A definição de um editor é bem concreta: ele não deve alterar os traços
gerais que definem o texto. No caso do desassossego, o cuidado é feito sobre
uma obra aberta e inédita, na qual o editor deve cuidar para que os desejos
dispersos de Pessoa sejam respeitados. A interpretação terá um valor menor
para um leitor leigo, mas para um leitor profissional funciona como a abertura
de mais um caminho de estudo para a obra do grande poeta.
O trabalho de publicar o Livro do desassossego começa por onde
Fernando Pessoa parou, pois ele o deixou em estado bruto e desordenado.
Partindo dessa premissa, Jacinto do Prado Coelho atingiu o livro primeiro. A
seguir, a restauração filológica do fio cronológico dos vários escritos de Pessoa
feita por Teresa Sobral Cunha apresenta um novo livro. Ao compor uma edição
que busca tornar uno o Livro, Richard Zenith apresenta outro livro do Livro do
desassossego. Gustavo Rubim defende a dificuldade de haver um livro único e
aponta para a importância de todas as outras edições.

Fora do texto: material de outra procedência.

PR #1197, opened 2025-07-24
[DMails]  Unified response format for dmails, for empty and filled data

alphyron:
The json response were doesen't have the same schema, depending if the list is empty or not.

### DIFF
--- a/app/controllers/dmails_controller.rb
+++ b/app/controllers/dmails_controller.rb
@@ -12,7 +12,7 @@ class DmailsController < ApplicationController
     @query = Dmail.active.visible.search(search_params).includes(:to, :from)
     @dmails = @query.paginate(params[:page], limit: params[:limit])
 
-    respond_with dmails: @dmails
+    respond_with @dmails.to_json
   end
 
   def show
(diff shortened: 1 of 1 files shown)


alphyron:

alphyron:
@dragon Is there a reason for your downvote? I am always open for suggestions.

alphyron:
@clragon Is there a reason for your downvote? I am always open for suggestions.

clragon:
The way rails uses json (by adding a unnecessary root key) is both very annoying and extremely inconsistent across all of the code.
However, the preferred result is to _omit_ this root key. This is much easier and the expected standard for any API consumer.

Because of that, I'd rather have a PR that ensures even empty results do not produce a root key. Perhaps that could be modifying that helper function, to fix this problem across many endpoints all at once.

alphyron:
@clragon I definitely see where you are coming from and would agree with you. There could be a way to fix it like your suggestion. The only question is if you want to do that. Currently the most API Endpoints have an root key and so the most users of the API are configured to use it with a root key. In my opinion, that would break too much. 

If that doesn't play matter and e621 want to change it nevertheless of course I can change it to that. Or at least I can try my best to.

alphyron:
I removed the root key on both cases. Only on DMails currently, don't want to do it on all other endpoints without further consultation.

PR #1199, opened 2025-07-28
[Users] Added `:is_verified?` to the user API response

jmortiger:


Sindrake:
I thought that this was referring to the artist verification, and was quite confused for a bit.
Perhaps, we can consider renaming this attribute to something like `email_verified` in the future.

PR #1200, opened 2025-07-29
[Posts] [Favs] [Tags] Unified sidebar tag list rendering

jmortiger:
Removes most of `TagSetPresenter` in favor of using partials for sidebar tag list rendering.
* Unify tag list sidebar partials
* Unify favorites & post search partials

This currently leaves `TagSetPresenter` for usage w/ inline tag display (specifically with uploads)


Sindrake:
I removed the rubocop todo list changes from the PR.
From now on, I'll probably just have that list regenerated on a schedule, once a month or so. I saw a few github actions that might help automate that.

Also, I fixed a small issue that caused the plus and minus icons not to show up next to the tags on the favorites page.
I'm not _entirely_ sure whether this is a bug, since the current implementation on e6 also lacks those. I guess we'll see if people will complain.

PR #1260, opened 2025-08-30
[ApiKeys] Add API key management

### LINKED ISSUE #736: API key management
Currently its only possible to have one API key. Thats a bit encumbering when we use many different third party applications.

Implement proper API key management. 

This includes:
- api key creation and revokation
- api key names
- api key expiration date (optional)

these extra features would make API keys much more safe. 
if we wanna go overboard, perhaps we could display which user agents have accessed the key, but I am not sure if that data is available.

clragon:
Adds the ability to have multiple Api keys.

- Api keys now have names, as well as an optional expiration date.
- Each Api key now tracks its last used IP and user agent.
- A usage tracking job that is deduplicated has been added*.
- Api keys are disallowed from accessing Api key routes.
- An index page for Api keys has been added.
- An Api key controller with tests has been implemented.
- The settings page has been updated to point to the new Api key page.
- A migration script to convert the table has been included.

The code in this PR is based on work by @DonovanDMC specifically in https://github.com/FemboyFans/FemboyFans/commit/018eca40e7d549c2e728862d1508be21da4845df.

<sub>\* The usage job can only be triggered once every minute. Any new jobs with the same key during that minute are _rejected_, this means should IPs or user agents differ, they will not be updated within that minute. This seemed like a sensible trade-off to me, rather than continously updating or replacing the job. It would have been possible to track the new parameters in Redis on replacement. Replacing the job on a new request would also pose issues with continues requests not updating anything at all, since the job is always replaced.</sub>

Fixes #736.

image

image

image


clragon:
Addtional ideas:

1. Disallow editing API keys?
    Being able to modify the expiration date after creation is strange.
2. Default to an expiration date of one year
    It might be better to limit the keys by default, unless a user chooses no expiration

clragon:
GitHub for example has predefined ranges for expiration for their keys:

image

image

image

Which seems like a sensible approach.

clragon:
Lasty, it might also be worth considering adding a search page in case we want administrators or BD staff to have insight into the api keys that users create.

clragon:
I have implemented better selection UI and disabled editing.
I will also remove usage count and implement some kind of debouncing of the writing of which IP last accessed the key.
We might be able to do that with Sidekiq and Redis. I have investigated it, but the exact amount of jobs or when to write at scale isnt clear to me.

Sindrake (changes requested):
The mobile UI looks terrible.

Image

The rest is excellent. Very well done.

app/jobs/update_api_key_usage_job.rb
```diff
@@ -0,0 +1,22 @@
...
+
+  def self.lock_args(args)
+    [args[0]] # ignore different ip and user agent
+  end
+
+  def perform(api_key_id, ip_address, user_agent = nil)
+    api_key = ApiKey.find_by(id: api_key_id)
+    return unless api_key
+
+    api_key.update_usage!(ip_address, user_agent)
```
Sindrake: This will fail for legacy API keys, since they do not have names.
```
ActiveRecord::RecordInvalid: Validation failed: Name can't be blank
```

Sindrake (changes requested):

app/jobs/update_api_key_usage_job.rb
clragon: The UI has been mobilized.

app/logical/session_loader.rb
```diff
@@ -118,7 +118,7 @@ def authenticate_api_key(name, api_key)
     user, api_key_record = auth_result
     CurrentUser.user = user
     CurrentUser.api_key = api_key_record
-    api_key_record&.update_usage!(@request.remote_ip)
+    UpdateApiKeyUsageJob.set(wait: 1.minute).perform_later(api_key_record.id, @request.remote_ip, @request.user_agent) if api_key_record
```
kiranoot: I believe that this is likely to overload the sidekiq system with jobs. Jobs still have to be distributed to workers and there is overhead related to this.

A better approach would be to use a system like the throttle code uses(Or the throttle code itself). With Redis or some other memory store.

DonovanDMC:
Forcing regeneration of api keys that have been in use for years and kept perfectly hidden breaking several workflows that might still just work while the creator doesn't even remember they exist isn't cool

Don't be like NPM

clragon:
I understand that concern, @DonovanDMC, but it was previously impossible to create expiring API keys. For that reason, this seems like a good opportunity to start again, nudging users to explicitly choose an expiration date and a descriptive name for their API key(s), as well as invalidating all the keys which might have been forgotten about by now. 

I do think making all old API keys end eventually would be very useful, more so than not breaking existing workflows. Do you feel this is not the case?

DonovanDMC:
Could there possibly be a compromise somewhere in the middle? Allow users to somehow confirm or convert their existing api key while keeping the actual key part in tact, and then expiring all unconfirmed/unconverted keys after 6 months? It would likely require a temporary column or some other mechanism but I see that  as a small price to pay over needlessly invalidating all existing keys with no choice in the matter

(also fun fact: apikeys predating ng are 32 characters while newly generated keys are 24 characters, making older keys theoretically more secure)

kiranoot:
I would make it so that if old keys expire, they don't all expire on the same day. Otherwise the support overhead of dealing with it will be much higher than if it's staggered. Say over a month. It could also use a news entry if it's going to be done.

clragon:
We could add a temporary column that marks old API keys as legacy, which then allows removing their expiration date.  Assuming we would wanna allow an API key rescue, we probably would want users to pick a name and inform them that API keys with expiration dates are what we recommend. Maybe we could simply let them "edit" their old API key. I have removed editing keys generally though, since I would push for immutable, time-gated secrets as the understanding of API keys.

I do find that this somewhat enables users to pick the "easy" route of not renewing their API key. From previous experiences, the average user seems to miss out on our announcements. Likely, they wont be aware that their keys will expire, they expire and they have to replace them anyways. For this scenario, it doesnt seem worthwhile to include an option to "rescue" a legacy API key. 

I suppose we could send an email to every user who has an API key to inform them that they will expire, whether or not we support rescuing the keys. That would address the problem of being uninformed to some degree, and might prevent support cases.

From reading the code, new keys also dont appear to be "less" secure than old keys. The underlying implementation is actually has better randomness.

clragon:
I have come the conclusion that, while expiring old api keys seems attractive from a security standpoint, the orchestration of making such a transition a passable experience for most users is more complex than the gained security is worth. 

For that reason, I have removed the addition of expiration dates for old API keys from the code.

Sindrake:
Would you mind rebasing this branch?

Sindrake (dismissed):

PR #1279, opened 2025-09-03
[Posts] Alias `order:rank` to `order:hot`

jmortiger:
Not yet tested.


jmortiger:
*sigh*... I'll deal with it later...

Com ou sem tarimba pessoana, é inverossímil um leitor insensível ao manifesto desajustamento do texto-Bernardo Soares à normalidade dos textos enquadrados pela forma do livro. Há quem se escandalize com um editor literário que fornece uma interpretação desse desajustamento que ultrapassa os aspectos práticos do seu trabalho e a explicação dos seus respectivos critérios? Mas o escândalo não tem outro fundamento que o de evidenciar a inevitabilidade da interpretação enquanto suporte de qualquer edição do Livro do desassossego: as que conhecemos e as que nunca haveremos de
conhecer (caso da de Jorge de Sena, da qual só sobrou, precisamente a interpretação.). 59
A exigência freqüente de um texto final da obra de Fernando Pessoa,
especificamente a do Livro do desassossego, ou seja, a necessidade de dispor
de um texto o mais próximo possível de sua autenticidade torna mais crítico o
trabalho do seu editor. A crítica textual moderna vem se esmerando na
reconstituição de originais perdidos e na sucessiva revisão da ordenação
cronológica. Uma outra dificuldade está na apresentação tipográfica que foi e
que deverá ser utilizada nas edições.
Igualmente central nos debates da crítica textual moderna é a questão da apresentação tipográfica. Talvez não haja forma satisfatória de resolver o dilema entre clareza da página e riqueza de informação, sobretudo quando a realidade textual a representar é constituída por uma abundância de manuscritos profusamente emendados, entre os quais se reconhece uma evolução nem sempre linear. Como informar de tudo isso o leitor na superfície da página? 60
Ao apontar a problemática da apresentação tipográfica, Ivo Castro deixa
clara a necessidade de apresentar ao leitor a maior quantidade de informação
possível com certa urgência. Ele acredita que o estado de conservação do
espólio pessoano não garanta a mais uma geração conhecer o conteúdo
desses documentos
(...) seremos ainda capazes de decifrar a tinta sumida
dos papéis de pior qualidade, que se estão a decompor rapidamente, sem que
os microfilmes existentes assegurem a sua conservação .61
A fixação textual do Livro do desassossego utilizada sobretudo por
Jacinto do Prado Coelho, Teresa Sobral Cunha e Richard Zenith prestam uma
grande colaboração para qualquer editor atento à tendência atual da crítica
genética. O intuito de editar uma obra de Fernando Pessoa é sempre o de
desvendamento. Assim, a fixação de seus textos deverá estar intimamente
ligada à fixação dos processos já utilizados. Pessoa deixou sua obra aberta
para uma pluralidade de soluções. Ele não deixou clara a forma de fixação do
texto, portanto quem já o fez abriu caminho para as edições já alcançadas.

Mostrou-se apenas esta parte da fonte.